§ Problem details
Scan the listing for the word "warnings", and copy out each line where it is found.

§ Provided records

PR #1423, opened 2023-02-16
No print

### LINKED ISSUE #1378: Library using print rather than logger
The library is using print statements to warn the user, e.g.:

https://github.com/ranaroussi/yfinance/blob/ac6e047f0dc2e6ec446f95359bc55684f08370f4/yfinance/scrapers/quote.py#L129

This should be replaced by standard logs (logging.Logger) to allow the library client to process the logs correctly (e.g., redirect them to files, stdout, stderr, live notification streams, ...).

flaviovs:
This resolves  #1378.
Here's what this PR does:
- Replace ordinary debug/info/warnings/error messages using `print()` with proper `logger.XXXX()` calls.
- Replace deprecation warnings issued with `print()` with proper Python warnings using [the _warnings_ module](https://docs.python.org/3/library/warnings.html).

§ Finished task
- Replace ordinary debug/info/warnings/error messages using `print()` with proper `logger.XXXX()` calls.
- Replace deprecation warnings issued with `print()` with proper Python warnings using [the _warnings_ module](https://docs.python.org/3/library/warnings.html).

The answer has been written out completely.